BEGIN Data excerpts

PR #8180, opened 2020-09-22
Rewrite multicluster installation docs

nmittler:
This completely replaces the existing docs for multi-primary, primary-remote, and single/multi-network.

Changed blogs dependent on the `.global` hack to reference the 1.6 docs.

[ ] Docs
[ ] Installation
[ ] Networking
[ ] Policies and Telemetry
[ ] Security
[ ] Test and Release
[ ] User Experience
[ ] Developer Infrastructure


su225:
Minor issue - https://deploy-preview-8180--preliminary-istio.netlify.app/latest/docs/setup/install/multicluster/
Arrow indicates that there are more items where as we only have one multicluster related install documentation.
image

su225:
@nmittler - https://github.com/istio/test-infra/pull/2907 is merged. We now have a multicluster prow job.

content/en/docs/setup/install/multicluster/_index.md
```diff
@@ -1,6 +1,6 @@
 ---
```
frankbu, line 1: Rename this file: `_index.md` -> `index.md`

content/en/docs/setup/install/multicluster/_index.md
```diff
@@ -9,13 +9,715 @@ aliases:
 keywords: [kubernetes,multicluster]
 test: n/a
```
frankbu, line 10:
```suggestion
test: yes
owner: istio/wg-environments-maintainers
```

content/en/docs/setup/install/multicluster/_index.md
```diff
@@ -9,13 +9,715 @@ aliases:
...
 ---
+When installing Istio across multiple clusters, there are more things to
+consider than with a [single cluster installation](/docs/setup/getting-started).
+
+There is no default installation procedure for a multicluster mesh, as it will
+be different based on your cluster and network architecture. We therefore
+provide options for:
```
frankbu, line 17:
```suggestion
Although there is no default installation procedure for a multicluster mesh, as it will
be different based on your cluster and network architecture, this guide covers some
of the most common setups:
provide options for:
```

content/en/docs/setup/install/multicluster/_index.md
```diff
@@ -9,13 +9,715 @@ aliases:
...
+
+- [Network topologies](/docs/ops/deployment/deployment-models#network-models):
+  one or two networks
+
+- [Control plane topologies](/docs/ops/deployment/deployment-models#control-plane-models):
+  multi-primary, primary-remote
+
+Before you begin, review the [deployment models](/docs/ops/deployment/deployment-models)
+which provides foundational concepts used throughout this guide.
```
frankbu, line 26:
```suggestion
Before you begin, review the [deployment models guide](/docs/ops/deployment/deployment-models)
which describes the foundational concepts used throughout this guide.
```

content/en/docs/setup/install/multicluster/_index.md
```diff
@@ -9,13 +9,715 @@ aliases:
...
+accessible from the other cluster, ideally using L4 network load balancers
+(NLBs). Not all cloud providers support NLBs and some require special
+annotations to use them, so please consult your cloud provider’s documentation
+for enabling NLBs for service object type load balancers. When deploying on
+platforms without NLB support, it may be necessary to modify the health checks
+for the load balancer to register the ingress gateway.
+
+## Environment Variables
+
+This guide will refer to two clusters named `FRED` and `BARNEY`. The following
```
frankbu, line 44: From the last doc WG call, I had the TODO to find out if the Flintstones reference in this document is [too culturally specific](https://developers.google.com/style/translation#be-inclusive).

I think the answer is that's fine. From IBM doc team: `unless the knowledge of the reference is required to understand what's happening in the example, then it doesn't really matter ... you dont need to know anything about the flintstones to understand the interactions between the clusters or anything, right? if not i think it's cool to keep it as-is. doesnt really matter if it is lost on people bc the reference isnt required to understand what's happening`

craigbox: That linked doc does go on to say:

`Don't use the names of fictional characters from material that's in copyright. (This includes virtually all movies and TV shows.)`

While I think we would be OK (and indeed while I suggested we do something like this), I agree that changing it would be sensible.

Bike-shedding on names now open on Slack :)

frankbu: Actually, the IBMer I talked to did also say `the only other thing to consider is copyright infringement but doesnt look like there's any of that here, just general names`. Basically, she thinks it's OK because we're not actually using the name `Flintstones`, just `Fred` and `Barney`. Anyway, if there's any doubt I agree we should change it.

content/en/docs/setup/install/multicluster/index.md
```diff
@@ -0,0 +1,724 @@
...
+      multiCluster:
+        clusterName: FRED
+      network: EAST
+      meshNetworks:
+        EAST:
+          endpoints:
+          - fromRegistry: FRED
+          - fromRegistry: BARNEY
+          gateways:
+          - registryServiceName: istio-ingressgateway.istio-system.svc.cluster.local
```
stevenctl, line 128:
```suggestion
          - registryServiceName: istio-eastwestgateway.istio-system.svc.cluster.local
```

content/en/docs/setup/install/multicluster/index.md
```diff
@@ -0,0 +1,724 @@
...
+      multiCluster:
+        clusterName: BARNEY
+      network: EAST
+      meshNetworks:
+        EAST:
+          endpoints:
+          - fromRegistry: BARNEY
+          - fromRegistry: FRED
+          gateways:
+          - registryServiceName: istio-ingressgateway.istio-system.svc.cluster.local
```
stevenctl, line 154:
```suggestion
          - registryServiceName: istio-eastwestgateway.istio-system.svc.cluster.local
```

stevenctl (commented):
I don't know if its a big concern, but users don't technically have to specify the network name for single-network, could be confusing to a user reading this guide to add another cluster to their existing single-network mesh. 

It could be good to mention somewhere that specifying the network name is a good practice for future-proofing the mesh to add networks later.

content/en/docs/setup/install/multicluster/_index.md
nmittler: @craigbox any thoughts? Are you fine going with the names as-is or do you have a suggestion for a change?

ericvn:
profile none test failure:
serviceaccount "sleep" deleted
        service "sleep" deleted
        deployment.apps "sleep" deleted
        serviceaccount/sleep created
        service/sleep created
        deployment.apps/sleep created
        error: timed out waiting for the condition on pods/sleep-854565cb79-tgtm2
        NAME                     READY   STATUS        RESTARTS   AGE
        sleep-6cf6844d46-cwz6q   2/2     Running       0          61s
        sleep-854565cb79-tgtm2   2/2     Terminating   0          3m51s
        SOURCE_POD: sleep-6cf6844d46-cwz6q sleep-854565cb79-tgtm2
        Error from server (NotFound): pods "sleep-6cf6844d46-cwz6q sleep-854565cb79-tgtm2" not found

The code is basically deploying sleep (and there must have been one earlier that is being terminated) and then the `_wait_for_deployment default sleep` is timing out waiting on the terminating pod.

nmittler:
@ericvn there is no test in this PR. There shouldn't be any way that this is causing that failure.

ericvn:
@nmittler My comment was nothing really to do with what's in your PR, just noting that there seems to be a test flake for posterity.

content/en/docs/setup/install/multicluster/index.md
```diff
@@ -0,0 +1,724 @@
+---
+title: Multicluster Installation
+description: Install an Istio mesh across multiple Kubernetes clusters.
+weight: 30
+aliases:
+    - /docs/setup/kubernetes/multicluster-install/
+    - /docs/setup/kubernetes/multicluster/
+    - /docs/setup/kubernetes/install/multicluster/
+keywords: [kubernetes,multicluster]
+test: yes
```
ericvn, line 10: Although you do have test: set to yes which generates the snips.sh, and there are not test scripts created. The yes does show a checkmark on the page that this page is tested, when in fact there are no tests.

That said, I noticed that the scrips.sh did get lint tested to highlight problems in the snippets on the page.

nmittler: @frankbu added `yes` ... I assumed that was the goal, but not sure. I'm fine setting it back to `no`. I'd like to do the tests with a follow-on PR since it will be huge and complex.

ericvn: OK. I'll let @frankbu respond if it should go back to no now that the scripts are tested and being there are no tests at the moment. As noted above, I can see a reason to have the scripts.sh created and linted when updating pages with snippets. But it also leaves a false impression that a page is tested.

content/en/docs/setup/install/multicluster/index.md
```diff
@@ -0,0 +1,724 @@
...
+owner: istio/wg-environments-maintainers
+---
+When installing Istio across multiple clusters, there are more things to
+consider than with a [single cluster installation](/docs/setup/getting-started).
+
+Although there is no default installation procedure for a multicluster mesh, as it will
```
smawson, line 16: I'd rephrase:

This guide covers some of the most common concerns when creating a multi-cluster mesh using Istio:
...

I don't think we need the first part about things being different.

content/en/docs/setup/install/multicluster/index.md
```diff
@@ -0,0 +1,724 @@
...
+
+- [Control plane topologies](/docs/ops/deployment/deployment-models#control-plane-models):
+  multi-primary, primary-remote
+
+Before you begin, review the [deployment models guide](/docs/ops/deployment/deployment-models)
+which describes the foundational concepts used throughout this guide.
+
+## Requirements
+
+This guide requires that you have two Kubernetes clusters with any of the
```
smawson, line 31: Maybe be specific that we mean kubernetes versions here? Unclear if this means you need two clusters with Istio installed.

content/en/docs/setup/install/multicluster/index.md
```diff
@@ -0,0 +1,724 @@
...
+[supported versions](/docs/setup/platform-setup).
+
+If the clusters are on different networks (i.e. no direct connectivity between
+pods on different clusters), they must have ingress gateway services which are
```
smawson, line 35: Make it clear that those can be set up using Istio after Istio is installed.

Otherwise this reads like they need to set up ingress gateways before installing Istio.

Alternatively just drop this from here and talk about it when configuring the second cluster on a different network.

content/en/docs/setup/install/multicluster/index.md
```diff
@@ -0,0 +1,724 @@
...
+between all clusters in the mesh. Depending on the requirements for your
+system, there may be multiple options available for establishing trust.
+See [certificate management](/docs/tasks/security/cert-management/) for
+detailed descriptions and instructions for all available options.
+Depending on which option you choose, the installation instructions for
+Istio may change slightly.
+
+This guide will assume that you use a common root to generate intermediate
+certificates for each cluster. Follow the [instructions](/docs/tasks/security/cert-management/plugin-ca-cert/)
+to generate and push a secret to both the `FRED` and `BARNEY` clusters.
```
smawson, line 72:
```suggestion
to generate and push ca certificate secrets to both the `FRED` and `BARNEY` clusters.
```

content/en/docs/setup/install/multicluster/index.md
```diff
@@ -0,0 +1,724 @@
...
+
+{{< tip >}}
+If you currently have a single cluster with a self-signed CA (as described
+in [Getting Started](/docs/setup/getting-started/)), you’ll need to
+[change the CA](/docs/tasks/security/cert-management/) to support multiple
```
smawson, line 77: That link isn't clear, what do they actually need to do if they already have Istio installed with a self-signed cert? Can we point them at explicit instructions on how to migrate from self-signed to intermediate?

content/en/docs/setup/install/multicluster/index.md
```diff
@@ -0,0 +1,724 @@
...
+clusters and then reinstall Istio using the standard installation
+instructions below.
+{{< /tip >}}
+
+## Install Istio
+
+The steps for installing Istio on multiple clusters depend on your
+requirements for network and control plane topology. This section
+illustrates the options for two clusters. Large systems may employ more
```
smawson, line 86: Meshes that span many clusters may employ more than one of these options.

content/en/docs/setup/install/multicluster/index.md
```diff
@@ -0,0 +1,724 @@
...
+    link="multi-primary.svg"
+    caption="Multiple primary clusters on the same network"
+    >}}
+
+### Configure `FRED` as a primary
+
+Install Istio on `FRED`:
+
+{{< text bash >}}
+$ istioctl --context=${CTX_FRED} -f - <<EOF
```
smawson, line 112: Super minor nit: I'd rather show us putting that operator config into a file (echo to a file for example) and then passing that file to istioctl install, rather than inlining it. Sets them up better for editing that file as they desire.

Also you missed the "install" part of the command.

content/en/docs/setup/install/multicluster/index.md
```diff
@@ -0,0 +1,724 @@
...
+
+{{< /tab >}}
+
+{{< tab name="Multi-Primary, Multi-Network" category-value="multi-primary-multi-network" >}}
+
+The following steps will install the Istio control plane on both `FRED` and
+`BARNEY`, making each a {{< gloss >}}primary cluster{{< /gloss >}}. `FRED` is
+on the `WEST` network, while `BARNEY` is on the `EAST` network.
+
+Both `FRED` and `BARNEY` observe the API Servers in each cluster for endpoints.
```
smawson, line 187: I think this image is wrong, it has istiod directly observing the api server in the other cluster, but if it is on a different network it can't do that right? Is istiod using the E-W gateway to get to the api server in the other cluster? Or is the api server exposed some other way? Maybe we should mention how that part works and any requirements on istiod having access to the api server for other clusters?

smawson: I think many api servers from cloud providers are publicly accessible through an NLB but we should be explicit about that requirement. Some don't meet that and API servers are private, which means this may not work. And for on-prem Kubernetes installs all bets are off...

content/en/docs/setup/install/multicluster/index.md
```diff
@@ -0,0 +1,724 @@
...
+Install a gateway in `FRED` that is dedicated to
+[east-west](https://en.wikipedia.org/wiki/East-west_traffic) traffic. By
+default, this gateway will be public on the Internet. Production systems may
+require additional access restrictions (e.g. via firewall rules) to prevent
+external attacks. Check with your cloud vendor to see what options are
+available.
+
+{{< text bash >}}
+$ CLUSTER=FRED NETWORK=WEST \
+    samples/multicluster/gen-eastwest-gateway.sh | \
```
smawson, line 237: Same here, I'd prefer putting in a file and then having them kubectl apply it so they know they can save that file into their source control system.

content/en/docs/setup/install/multicluster/index.md
```diff
@@ -0,0 +1,724 @@
...
+
+The following steps will install the Istio control plane on `FRED` (the
+{{< gloss >}}primary cluster{{< /gloss >}}) and configure `BARNEY` (the
+{{< gloss >}}remote cluster{{< /gloss >}}) to use the control plane in `FRED`. Both
+clusters reside on the `EAST` network.
+
+`FRED` will be configured to observe the API Servers in both clusters for
+endpoints. In this way, the control plane will be able to provide service
+discovery for workloads in both clusters. Service workloads across cluster
+boundaries communicate indirectly, via dedicated
```
smawson, line 329: This is wrong, they're going direct, it is only the istiod connection that goes through a gateway.

We should talk here about how control plane traffic goes through a gateway but data plane traffic goes direct. The control plane is indirect because of bootstrapping, we need a stable IP address for istiod and we use an ingress gateway to get that.

content/en/docs/setup/install/multicluster/index.md
```diff
@@ -0,0 +1,724 @@
...
+
+Install a gateway in the `FRED` that is dedicated to
+[east-west](https://en.wikipedia.org/wiki/East-west_traffic) traffic. By
+default, this gateway will be public on the Internet. Production systems may
+require additional access restrictions (e.g. via firewall rules) to prevent
+external attacks. Check with your cloud vendor to see what options are
+available.
+
+{{< text bash >}}
+$ CLUSTER=FRED NETWORK=WEST \
```
smawson, line 371: We don't need the E-W gateway (there is no WEST anyway).

content/en/docs/setup/install/multicluster/index.md
```diff
@@ -0,0 +1,724 @@
...
+The following steps will install the Istio control plane on `FRED` (the
+{{< gloss >}}primary cluster{{< /gloss >}}) and configure `BARNEY` (the
+{{< gloss >}}remote cluster{{< /gloss >}}) to use the control plane in `FRED`.
+`FRED` is on the `WEST` network, while `BARNEY` is on the `EAST` network.
+
+`FRED` will be configured to observe the API Servers in both clusters for
+endpoints. In this way, the control plane will be able to provide service
+discovery for workloads in both clusters.
+
+Services in the `BARNEY` will reach the control plane in the `FRED` via a dedicated
```
smawson, line 437:
```suggestion
Services in the `BARNEY` cluster will reach the control plane in the `FRED` cluster via a dedicated
```

content/en/docs/setup/install/multicluster/index.md
```diff
@@ -0,0 +1,724 @@
...
+Enable automatic sidecar injection for the `sample` namespace:
+
+{{< text bash >}}
+$ kubectl label --context=${CTX_FRED} namespace sample \
+    istio-injection=enabled
+$ kubectl label --context=${CTX_BARNEY} namespace sample \
+    istio-injection=enabled
+{{< /text >}}
+
+Deploy the `HelloWorld` service to both clusters:
```
smawson, line 600:
```suggestion
Create the `HelloWorld` service in both clusters:
```

content/en/docs/setup/install/multicluster/index.md
frankbu: As long as the test is coming in a followup PR, before the 1.8 release (which is our policy for new docs), I think it's OK if it's set to yes in preliminary.istio.io, so that (as @ericvn pointed out) we can at least be sure the commands have no lint errors.

content/en/docs/setup/install/multicluster/index.md
```diff
@@ -0,0 +1,724 @@
...
+
+Each control plane observes the API Servers in both clusters for endpoints.
+Service workloads communicate directly (pod-to-pod) across cluster boundaries.
+
+{{< image width="75%"
+    link="multi-primary.svg"
+    caption="Multiple primary clusters on the same network"
+    >}}
+
+### Configure `FRED` as a primary
```
frankbu, line 107: All of the section headings that are inside a `{{< tab ... >}}` don't work properly. Notice that if you click on any of these headings in the outline, it doesn't go to them. Not sure, what the best solution is, but one option is just to turn these headings into bold text.
```suggestion
**Configure `FRED` as a primary**
```

content/en/docs/setup/install/multicluster/index.md
nmittler: Yeah that was the assumption .. that API Servers are publicly available. I'll add that to the requirements at the top.

content/en/docs/setup/install/multicluster/index.md
nmittler: We're using the term E-W here to describe the traffic direction, it's not referring to the network names.

It is a bit confusing since we named our networks EAST and WEST. I guess we could rename the gateway to something like `in-mesh` or `inter-cluster`, but `east-west` is a fairly common term for this. Perhaps we rename the networks in these examples?

content/en/docs/setup/install/multicluster/index.md
nmittler: I've removed this and added some basic text to the multicluster sections.

content/en/docs/setup/install/multicluster/index.md
nmittler: @frankbu if we make this change they simply won't appear in the outline, right? I'm not sure if that's much better. From a readability standpoint, having them as headings (rather than just bold) seems more clear.

content/en/docs/setup/install/multicluster/_index.md
craigbox: Hmm.

Your networks were named WILMA and BETTY and I renamed them EAST and WEST because people who know the Flintstones would have thought they were the same class of object.

Now that's causing trouble with east-west traffic I see..

I checked in with a TW, and her guidance was "use CLUSTER-1, CLUSTER-2, NETWORK-1, NETWORK-2."  That's in line with Google docs guidance, any opinion from IBM?

I'd say "go with what we have" and look at new guidelines and updates later in a separate commit.

content/en/docs/setup/install/multicluster/index.md
```diff
@@ -0,0 +1,744 @@
...
+Each control plane observes the API Servers in both clusters for endpoints.
+
+Service workloads communicate directly (pod-to-pod) across cluster boundaries.
+
+{{< image width="75%"
+    link="multi-primary.svg"
+    caption="Multiple primary clusters on the same network"
+    >}}
+
+**Configure `CLUSTER1` as a primary**
```
frankbu, line 109: Maybe to get around the lint error you can make these dummy headings list items for now:
```suggestion
- **Configure `CLUSTER1` as a primary**
```
We can revisit the layout and improve in a followup PR.

frankbu: Maybe something like this is another option? https://stackoverflow.com/questions/52062672/rmarkdown-add-header-under-tabset

content/en/docs/setup/install/multicluster/index.md
```diff
@@ -0,0 +1,744 @@
...
+clusters.
+
+{{< tip >}}
+If you currently have a single cluster with a self-signed CA (as described
+in [Getting Started](/docs/setup/getting-started/)), you need to
+change the CA using one of the methods described in
+[certificate management](/docs/tasks/security/cert-management/). Changing the
+CA typically requires reinstalling Istio. The installation instructions
+below may have to be altered based on your choice of CA.
+{{< /tip >}}
```
linsun, line 80: Could we have some clarification around `Changing the
CA typically requires reinstalling Istio`?  Do we mean just reinstall the control plane?  Is restarting data plane needed or can Istio auto distribute the new key/certs to each sidecar?

linsun: cc @myidpt @howardjohn

content/en/docs/setup/install/multicluster/index.md
```diff
@@ -0,0 +1,744 @@
...
+          endpoints:
+          - fromRegistry: CLUSTER2
+          - fromRegistry: CLUSTER1
+          gateways:
+          - registryServiceName: istio-eastwestgateway.istio-system.svc.cluster.local
+            port: 15443
+EOF
+$ istioctl install --context=${CTX_CLUSTER2} -f cluster2.yaml
+{{< /text >}}
+
```
linsun, line 162: For multi primary, the diagram didn't show gateways while the plan showed gateways.  This is a bit confusing when I reviewed this tab.

nmittler: Are you referring to the presence of `istio-eastwestgateway` in the `IstioOperator` yaml? Thing is that the gateway isn't needed for this case, so we don't actually deploy it. Not sure if it's valid to leave out `gateways` altogether, but if that works maybe that's a better solution here.

@stevenctl WDYT?

linsun: I assume the gateways aren't used for workloads to communicate if so, it is confusing we also call it eastwestgateway.

stevenctl: I do agree that we don't need to show the gateways in the multi-primary guide, they're not really necessary. 

@linsun 
The eastwest gateways are used for:
- multinetwork workload traffic
- discovery from outside the clsuter

eastwest sort of implies it's mostly used for workload traffic, so I can see how that name is confusing.

nmittler: @linsun east-west is a pretty standard term, but I'm open to other names if they're more clear.

linsun: If removing the gateways are okay for this example, I'd vote for removing it because it is quite confusing to have it :) @stevenctl @nmittler

linsun: @nmittler the name east-west is good.  It is just confusing here when it is not used for workload traffic.

content/en/docs/setup/install/multicluster/index.md
```diff
@@ -0,0 +1,744 @@
...
+$ CLUSTER=CLUSTER1 NETWORK=NETWORK1 \
+    samples/multicluster/gen-eastwest-gateway.sh | \
+    kubectl apply --context=${CTX_CLUSTER1} -f -
+{{< /text >}}
+
+Since the clusters are on separate networks, we need to expose all services
+(*.local) on the east-west gateway in both clusters. While this gateway is
+public on the Internet, services behind it can only be accessed by services
+with a trusted mTLS certificate and workload ID, just as if they were on the
+same network.
```
linsun, line 252: Ok this is where I think there is some gap when comparing with our previous replicated control plane model.   The doc here instructs users to expose all services while the replicated control plane instructs users to selectively expose services.   I don't think we have that function ready yet as we are waiting on k8s for the multicluster service API.

This is also where I'm not sure if we are ready to remove the replicated control plane doc yet without an equivalent replacement.  

@nmittler @stevenctl @rshriram @frankbu

content/en/docs/setup/install/multicluster/index.md
```diff
@@ -0,0 +1,744 @@
...
+      multiCluster:
+        clusterName: CLUSTER1
+      network: NETWORK1
+      meshNetworks:
+        ${NETWORK1}:
+          endpoints:
+          - fromRegistry: CLUSTER1
+          - fromRegistry: CLUSTER2
+          gateways:
+          - registryServiceName: istio-eastwestgateway.istio-system.svc.cluster.local
```
linsun, line 371: Similar comment as earlier - Is gateway required here?

content/en/docs/setup/install/multicluster/index.md
nmittler: I'm not sure there is a gap, really. This should be the default behavior for a service mesh that spans multiple clusters. The updated [Deployment Models](https://preliminary.istio.io/latest/docs/ops/deployment/deployment-models/#dns-with-multiple-clusters) doc discusses selective service exposure via `Service`/`ServiceEntry`, but that is beyond the scope of this guide.

content/en/docs/setup/install/multicluster/index.md
linsun: Ok i think it is required here for workloads on remote cluster to reach out to istiod... but not for workloads from remote cluster to reach out to cluster 1.

nmittler: yup, exactly.

content/en/docs/setup/install/multicluster/index.md
linsun: Are you saying it is exposed to the other cluster by default but what services to import are controlled by creating service entry or the corresponding service in the consuming cluster?

nmittler: You can further clamp it down by being more selective when we expose services on the gateway. I can add a note in the text if that helps?

linsun:
I think this LGTM overall.  My only concern is removal of replicated control plane - wanted a few people who wrote that doc to sign off @rshriram @frankbu.   

@nmittler one thing i think it is confusing is that in your diagrams, you had service A (cluster 1) and service B (cluster 2) where service A calls service B.  What is not explained in the diagram is that service B also need to exist in cluster 1 (or at least a service entry for service B needs to exist).

This is explained briefly later in the hello examples but could be easily missed by users.

nmittler:
@linsun 

> @nmittler one thing i think it is confusing is that in your diagrams, you had service A (cluster 1) and service B (cluster 2) where service A calls service B. What is not explained in the diagram is that service B also need to exist in cluster 1 (or at least a service entry for service B needs to exist).

Yeah understood. That is part of user application deployment, however, not control plane setup. So I think the verification step (where we actually deploy services) is the right home for it. In addition, there is an extensive discussion in the updated deployment models and I don't think we want to duplicate all of that here. We're upfront in telling the user to review the deployment models before beginning the installation.

linsun:
Just had a discussion with @nmittler @stevenctl - regarding my concern earlier with replacing replicated control plane with the multi-primary & multi-network model model, I think I'm good with using gateway resource to selectively choose what services to expose to the remote cluster(s).  Basically, if admin wants to maintain cluster boundary and selectively exposes service A in c1 , they can control it via gateway resources (within hosts config to choose what hosts to expose).  And to consume the service A(from c1) in the consuming c2, just create the dummy service A in the c2 to establish the dns..  No need to use service entry or core dns in this model.

content/en/docs/setup/install/multicluster/index.md
```diff
@@ -0,0 +1,744 @@
...
+Each control plane observes the API Servers in both clusters for endpoints.
+
+Service workloads communicate directly (pod-to-pod) across cluster boundaries.
+
+{{< image width="75%"
+    link="multi-primary.svg"
+    caption="Multiple primary clusters on the same network"
+    >}}
+
+- **Configure `CLUSTER1` as a primary**
```
frankbu, line 109: This doesn't look so good in the preview. Have you tried using html tags?
```suggestion
<h3>Configure `CLUSTER1` as a primary</h3>
```
If that doesn't work either, then maybe we should merge it as is and investigate other ideas in a followup PR.

nmittler:
@frankbu take a look ... if you're ok with it, let's just get it in.

frankbu (approved):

END Data excerpts

Task to complete: Taking the entries above, print exactly the lines starting at the line with "[ ] User Experience" and ending at the line with "frankbu, line 1: Rename", both included.

Answer space:
[ ] User Experience
[ ] Developer Infrastructure


su225:
Minor issue - https://deploy-preview-8180--preliminary-istio.netlify.app/latest/docs/setup/install/multicluster/
Arrow indicates that there are more items where as we only have one multicluster related install documentation.
image

su225:
@nmittler - https://github.com/istio/test-infra/pull/2907 is merged. We now have a multicluster prow job.

content/en/docs/setup/install/multicluster/_index.md
```diff
@@ -1,6 +1,6 @@
 ---
```
frankbu, line 1: Rename this file: `_index.md` -> `index.md`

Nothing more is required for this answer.